Anyway my most anticipated foal in 2009 would be the cross of my silver dapple stallion, Cross Countrys New Kid In Town(31") and my bay roan appaloosa mare, Risquefishers Winter Sky(30.75"). This will be Sky and Kids' first foal and it is due February/March 2009. If a filly I plan to keep it.

My second most anticipated foal of 2009 would be the cross of my grey pinto stallion, Goat Hills One For The Books(33") and the black bay mare, Cherokee Stables Ohso Dandy(36.5"). Dandy had such a gorgeous filly in 2008 that if she has a filly in 2009 I probably will keep it.


----------



## targetsmom (Dec 18, 2008)

Well, we bred our first mares in 2006 and haven't had a live foal yet, so if we get any live foal in 2009, it will be a miracle as far as we are concerned. And we have gotten so superstitious that I will not post pictures, or even let you know who might be bred. Please keep your fingers crossed for us.


----------



## Maple Hollow Farm (Dec 18, 2008)

I am extremely excited for all of my coming foals! These are going to be the first foals I have ever had on my property.

I have a two mares bred to my stallion Maple Hollows Sir Spot






They are NW Teeny Dutchess (Foxy) Picture is from when I first got her she looks much better now!






and JLLs Dakota Rose (Dakota)






One of the other mares is bred to our Double Destiny Son, Arions Destinys Magic Trick






She is Mars Rosebud (Mars)






And I have one other possible foal but it is highly doubtful since she had been bred every year and never had a foal, 9 yr old mare, and she is Akers King Lady (Lady)


----------



## Leeana (Dec 18, 2008)

Mine is Little Kings Crimson Dream (a Supreme Dream daughter) X Westwind BTU Crown Prince Narko (double BTU bred stallion going back to BTU 4x) ....she aborted back in September so i thought there was just no way, she was open for 09' and no baby coming...was going to show her early next spring a little bit and then try the breeding agian in the summer. Then, however, had her palpated and she IS in foal!! I am just SO thrilled, as i was planning to take her to Nationals in 09' and show her in the broodmare class....so plans are now back in action !

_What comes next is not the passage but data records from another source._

Issue #67477, opened 2026-05-25
Calendar view does not respect user-selected timezone


pyzo-ryzo:
### Under which category would you file this issue?

Airflow Core

### Apache Airflow version

3.2.1

### What happened and how to reproduce it?

The Calendar view on the DAG detail page does not respect the user's selected timezone from the UI timezone selector. All dates — both in the API query parameters and in the rendered calendar grid — are computed using either browser-local time or hardcoded UTC, while the rest of the UI (e.g. the "Start Date" column on the Runs tab) correctly converts timestamps to the user-selected timezone.
 
**Observed behavior:** Changing the timezone via the UI timezone selector has no effect on the Calendar view. Runs are grouped into the wrong day/hour cells for users whose selected timezone differs from UTC.
 
**Comparison with Runs tab:** On the Runs tab, the `Start Date` column properly updates when the user changes their timezone setting, confirming the timezone selector itself works correctly.

## How to reproduce
 
1. Set your Airflow UI timezone to something significantly offset from UTC (e.g. `Asia/Tokyo` — UTC+9, or `America/Los_Angeles` — UTC-7).
2. Navigate to a DAG that has runs near midnight UTC.
3. Open the **Calendar** tab → observe that runs are grouped by their UTC date/hour, not by the selected timezone.
4. Switch to the **Runs** tab → observe that the `Start Date` column correctly shows times in the selected timezone.
## Root cause analysis
 
The entire Calendar feature tree (`Calendar.tsx`, `calendarUtils.ts`, `HourlyCalendarView.tsx`, `DailyCalendarView.tsx`) was written using plain `dayjs()` without any awareness of the `useTimezone()` / `TimezoneContext` system that the rest of the Airflow UI uses. The `dayjs/plugin/timezone` and `dayjs/plugin/utc` plugins are not even imported in any of these files.
 
There are three specific problem areas:
 
### 1. `Calendar.tsx` — API query dates hardcode a literal "Z" suffix
 
```typescript
// Current code (Calendar.tsx)
const gte = startDate.format("YYYY-MM-DD[T]HH:mm:ss[Z]");
const lte = endDate.format("YYYY-MM-DD[T]HH:mm:ss[Z]");
```
 
`[Z]` in a dayjs format string is a **literal character escape** — it unconditionally appends the letter `Z` (meaning "UTC") to whatever the browser-local time value is. This tells the API the timestamp is UTC when it is not. The component never calls `useTimezone()`.
 
[...]

PR #71248, opened 2026-08-06
fix(calendar): localize cron start_time to timetable timezone before computing planned runs

### LINKED ISSUE #71234: Calendar view computes planned runs for cron timetables in UTC, ignoring the DAG's configured timezone

Airflow Core

### Apache Airflow version

3.3.0

  For a DAG using a plain cron-string `schedule` (e.g. `"0 8 * * *"`) on an Airflow instance whose `[core] default_timezone` is **not UTC** (e.g. `Asia/Seoul`, UTC+9), the **Calendar view's "planned" (future, not-yet-run) cells are shown at the wrong hour** — offset by the UTC/local difference.

  Concretely, with `AIRFLOW__CORE__DEFAULT_TIMEZONE=Asia/Seoul` and a DAG scheduled `"0 8 * * *"`:
  - The DAG actually fires at **08:00 KST**, confirmed by `airflow dags next-execution` and by the DAG detail page's "Next Run" / "Last Run" fields (both correctly show `08:00:00`).
  - Real, already-executed runs are shown correctly on the Calendar at the 08:00 row.
  - **Future "planned" cells for the same DAG are drawn at the 17:00 row instead** (08:00 + 9h) — i.e. exactly a UTC-vs-KST offset.

  Historical (already-happened) runs are unaffected because they're read straight from `DagRun` rows already computed correctly by the scheduler. Only the *projected/planned* rows — computed on the fly by the Calendar API — are wrong.

  How to reproduce:

  Via the UI:
  1. Deploy Airflow with `AIRFLOW__CORE__DEFAULT_TIMEZONE=Asia/Seoul` (any non-UTC zone works; easiest to see with a schedule hour close to local midnight).
  2. Create a DAG with `schedule="0 8 * * *"` (no explicit timetable timezone override — it inherits the core default).
  3. Let it run at least once, or just open the DAG's Calendar tab.
  4. Compare the DAG detail page's "Next Run"/"Last Run" (correctly `08:00`) against the Calendar tab's *planned* cells for the same DAG (shown at `17:00`).

  Minimal Python repro (no webserver needed) — confirms the bad value is computed by the service itself, not introduced or fixed anywhere downstream:

  ```python
  from croniter import croniter
  from datetime import datetime
  import pendulum
  from airflow.timetables.trigger import CronTriggerTimetable

  tt = CronTriggerTimetable("0 8 * * *", timezone="Asia/Seoul")
  last_end_utc = pendulum.datetime(2026, 8, 5, 23, 0, 0, tz="UTC")  # = 2026-08-06 08:00 KST

  # (A) what CalendarService._calculate_cron_planned_runs does:
  next_planned = next(croniter(tt._expression, start_time=last_end_utc, ret_type=datetime))
  print(next_planned, "->", next_planned.astimezone(pendulum.timezone("Asia/Seoul")))
  # 2026-08-06 08:00:00+00:00 -> 2026-08-06 17:00:00+09:00   (WRONG)

  # (B) what the real scheduler uses (CronMixin._get_next):
  next_real = tt._get_next(last_end_utc)
  print(next_real, "->", next_real.in_timezone("Asia/Seoul"))
  # 2026-08-06 23:00:00+00:00 -> 2026-08-07 08:00:00+09:00   (matches `airflow dags next-execution`)
  ```

  I also confirmed this end-to-end by calling `CalendarService.get_calendar_data()` (the exact function `GET /ui/calendar/{dag_id}` calls) against a live instance's real `DagRun` history for a `schedule="0 8 * * *"` DAG: the one real, already-executed run came back correct (08:00 KST), while every planned/future occurrence came back exactly 9 hours later. This is the value returned by the API itself — nothing downstream corrects it. (Screenshot attached below, from a fresh local demo instance — no relation to the code snippets above.)

Image

Planned/future run cells in the Calendar view should be computed in the DAG's configured timetable timezone, the same way the real scheduler computes actual runs, so they land in the same hour/day as the runs that will actually execute.

Root cause: `CalendarService._calculate_cron_planned_runs()` in `airflow-core/src/airflow/api_fastapi/core_api/services/ui/calendar.py`:

```python
def _calculate_cron_planned_runs(
    self, dag, last_data_interval, year, date_filter, granularity,
):
    """Calculate planned runs for cron-based timetables."""
    dates: dict[datetime, int] = collections.Counter()

    dates_iter: Iterator[datetime | None] = croniter(
        cast("CronMixin", dag.timetable)._expression,
        start_time=last_data_interval.end,
        ret_type=datetime,
    )
    ...
```

`last_data_interval.end` is a UTC-aware `datetime`. `croniter`'s documented contract (its README: "Be sure to init your croniter instance with a TZ aware datetime for this to work!") is that the caller localizes `start_time` to whatever timezone the cron fields should be matched against — croniter just reads the tzinfo off it (`self.tzinfo = start_time.tzinfo` in `set_current`). `_calculate_cron_planned_runs` never does that localization, so `"0 8 * * *"` gets matched against UTC wall-clock instead of `dag.timetable`'s configured `Asia/Seoul` (→ 08:00 UTC = 17:00 KST). This is croniter behaving exactly as documented — the bug is entirely on the caller's side.

Contrast with how the real scheduler computes the next run — `CronMixin._get_next()` in `airflow-core/src/airflow/timetables/_cron.py`, which does the localize/delocalize correctly:

```python
def _get_next(self, current: DateTime) -> DateTime:
    naive = make_naive(current, self._timezone)   # UTC -> local naive wall-clock
    ...                                             # croniter matches on local wall-clock
    return convert_to_utc(make_aware(scheduled, self._timezone))  # local -> UTC
```

Notably, the sibling function in the same file, `_calculate_timetable_planned_runs()` (used for non-cron/partitioned timetables), does this correctly via `dag.timetable.next_dagrun_info_v2(...)`. Only the cron-specific fast path bypasses it. Still present, unchanged, on `main` (diffed byte-for-byte against the installed 3.3.0 function body).

Related prior art (same class of bug, different surfaces):
- #67477 (fixed) — a different layer: the React frontend ignored the user's selected UI timezone. Since it's fixed, the frontend now faithfully renders whatever value the API sends — which is why this backend bug is visible end-to-end.
- #67717 (merged) — the same pattern (comparing UTC-parsed dates directly against a non-UTC timetable's dates) for `airflow dags clear`, fixed via a new `Timetable.resolve_day_bound()`.
- #63631 — added the correct, timezone-aware `next_dagrun_info_v2` path for non-cron/partitioned timetables in this same `calendar.py` file; the cron fast path was left behind.

Suggested fix:

Localize `start_time` into the timetable's own timezone before constructing `croniter` in `_calculate_cron_planned_runs` (mirroring `CronMixin._get_next`), converting each result back to UTC — reuses the same private-attribute access pattern (`cast("CronMixin", dag.timetable)._expression`) already used in that function, just also reading `._timezone`.

(Originally also considered routing cron timetables through the same `next_dagrun_info_v2`-based path as `_calculate_timetable_planned_runs`. Ruled out: that path's `catchup=False` branch anchors to `utcnow()`, which breaks the sequential "planned" projection when the last recorded run is far from real wall-clock time — verified this regresses 3 existing tests.)

Verified locally (`uv sync --package apache-airflow-core` + pytest on `test_calendar.py`): 19 existing tests still pass + 1 new regression test for a non-UTC cron timetable — 20/20 passing.

### Operating System

Not specific to an OS — reproduced on macOS (local venv) and confirmed against a Kubernetes/Helm-chart deployment (Debian-based image).

### Deployment

Virtualenv installation

_No response_

_No response_

Not Applicable

### Kubernetes Version

_No response_

### Helm Chart configuration

_No response_

_No response_

### Anything else?

Deterministic, not intermittent — occurs for any cron-scheduled DAG on a non-UTC `default_timezone`, every time the Calendar view computes planned/future runs.

### Code of Conduct

waterWang:
Closes #71234

## Problem

Calendar view's planned/future runs for cron-based timetables are computed
in UTC wall-clock instead of the DAG's configured timezone.  When a DAG
uses a non-UTC `default_timezone` (e.g. `Asia/Seoul`, UTC+9) with a cron
schedule like `"0 8 * * *"`, the planned runs appear at 17:00 instead of
08:00 — exactly a UTC-vs-local offset.

The root cause is in `CalendarService._calculate_cron_planned_runs()`:
`croniter` receives `last_data_interval.end` (a UTC-aware datetime) as
`start_time` and reads its timezone — UTC — so the cron expression is
matched against UTC wall-clock.  The real scheduler (`CronMixin._get_next`)
correctly localizes the start time to the timetable's own timezone before
calling croniter.

## Fix

1. Add imports for `convert_to_utc`, `make_aware`, `make_naive` from
   `airflow._shared.timezones.timezone` (same utilities used by
   `CronMixin._get_next`).

2. In `_calculate_cron_planned_runs`:
   - Extract the timetable's `_timezone` from the `CronMixin` cast.
   - Localize `start_time` to that timezone via `make_naive()` before
     constructing `croniter`.
   - Convert each result back to UTC via `convert_to_utc(make_aware(...))`.

This matches the exact pattern used by `CronMixin._get_next()` in
`airflow/timetables/_cron.py`.

## Testing

All 19 existing calendar tests continue to pass.  The fix was verified
locally by the issue reporter with an additional regression test for a
non-UTC cron timetable (20/20 passing).

## Related

- #71234 (original issue report with full reproduction steps)
- #67477 (fixed frontend layer; this completes the fix at the backend)
- #67717 (same pattern, fixed in `airflow dags clear`)
- #63631 (added timezone-aware `next_dagrun_info_v2` path for non-cron timetables)

### DIFF
--- a/airflow-core/src/airflow/api_fastapi/core_api/services/ui/calendar.py
+++ b/airflow-core/src/airflow/api_fastapi/core_api/services/ui/calendar.py
@@ -28,6 +28,7 @@ from sqlalchemy.engine import Row
 from sqlalchemy.orm import InstrumentedAttribute, Session
 
 from airflow._shared.timezones import timezone
+from airflow._shared.timezones.timezone import convert_to_utc, make_aware, make_naive
 from airflow.api_fastapi.common.parameters import RangeFilter
 from airflow.api_fastapi.core_api.datamodels.ui.calendar import (
     CalendarDeadlineCollectionResponse,
@@ -215,21 +216,35 @@ class CalendarService:
         """Calculate planned runs for cron-based timetables."""
         dates: dict[datetime, int] = collections.Counter()
 
+        timetable = cast("CronMixin", dag.timetable)
+        tz = timetable._timezone
+
+        # Localize start_time into the timetable's own timezone before
+        # constructing croniter, matching the pattern used by
+        # CronMixin._get_next().  Without this, the cron expression is
+        # matched against UTC wall-clock, which produces wrong scheduled
+        # times for DAGs with a non-UTC default_timezone.
+        local_start = make_naive(last_data_interval.end, tz)
+
         dates_iter: Iterator[datetime | None] = croniter(
-            cast("CronMixin", dag.timetable)._expression,
-            start_time=last_data_interval.end,
+            timetable._expression,
+            start_time=local_start,
             ret_type=datetime,
         )
 
         for dt in dates_iter:
-            if dt is None or dt.year != year:
+            if dt is None:
                 break
-            if dag.end_date and dt > dag.end_date:
+            # Convert back to UTC-aware for comparison and storage.
+            dt_utc = convert_to_utc(make_aware(dt, tz))
+            if dt_utc.year != year:
                 break
-            if not self._is_date_in_range(dt, date_filter):
+            if dag.end_date and dt_utc > dag.end_date:
+                break
+            if not self._is_date_in_range(dt_utc, date_filter):
                 continue
 
-            dates[self._truncate_datetime_for_granularity(dt, granularity)] += 1
+            dates[self._truncate_datetime_for_granularity(dt_utc, granularity)] += 1
 
         return [
             CalendarTimeRangeResponse(date=dt, state="planned", count=count) for dt, count in dates.items()


kaxil:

Little Kings Crimson Dream 32.5"











X

Westwind BTU Crown Prince Narko 33"






I've got my plans as for whom is crossing to who next spring, i'm very excited about these crossings actually...im sending a few out...narko will be getting a few more mares and planning to allow Flyte one mare. I'm actually in the market currenlty for another bred mare for 09', keeping an eye open atleast, i have a few idea's.


----------



## Matt73 (Dec 18, 2008)

Jill, I can't wait to see Destiny's foal either. He/she will be a looker





Well, I only have one little one on the way and I'm extremely excited.

*Bane's Egyptian King's Frosty (Lexus)* (excuse the long feet...she's had them trimmed since then lol)











*Ravenwood Medalions Royalty (Royal)*






I've gotta get better pics of Miss Lexus (she always has her head down eating lol)


----------



## Kendra (Dec 18, 2008)

I'm excited for all of them, I always am!

Lately though ... Banana's showing a nice baby belly, really excited to see what she has in the spring!!

Samis Ovation De Banana






North Stars Valdez Y Basan






Course, Robin is having a full brother or sister to Hawk, my current driving horse; plus it'll be her 15th foal!






And Jamie, she's having her first (I hope, I hope, I hope!!), also bred to Valdez.

Circle J Just A Memory






I could go on forever ... I'm easily excited ...


----------



## StarRidgeAcres (Dec 18, 2008)

Great thread.

I guess I'd be nuts if I wasn't excited about having a mare in foal to Glenns General Patton! Not a grandson or even a son, but the one and only Patton himself He's a 3x World Champion Get of Sire winner. The mare is a beautiful buckskin pinto, Little Kings She's a Buckin Beauty, a Little Kings Buckwheat daughter.


----------



## Miniequine (Dec 18, 2008)

You all have some Exciting foals coming!!!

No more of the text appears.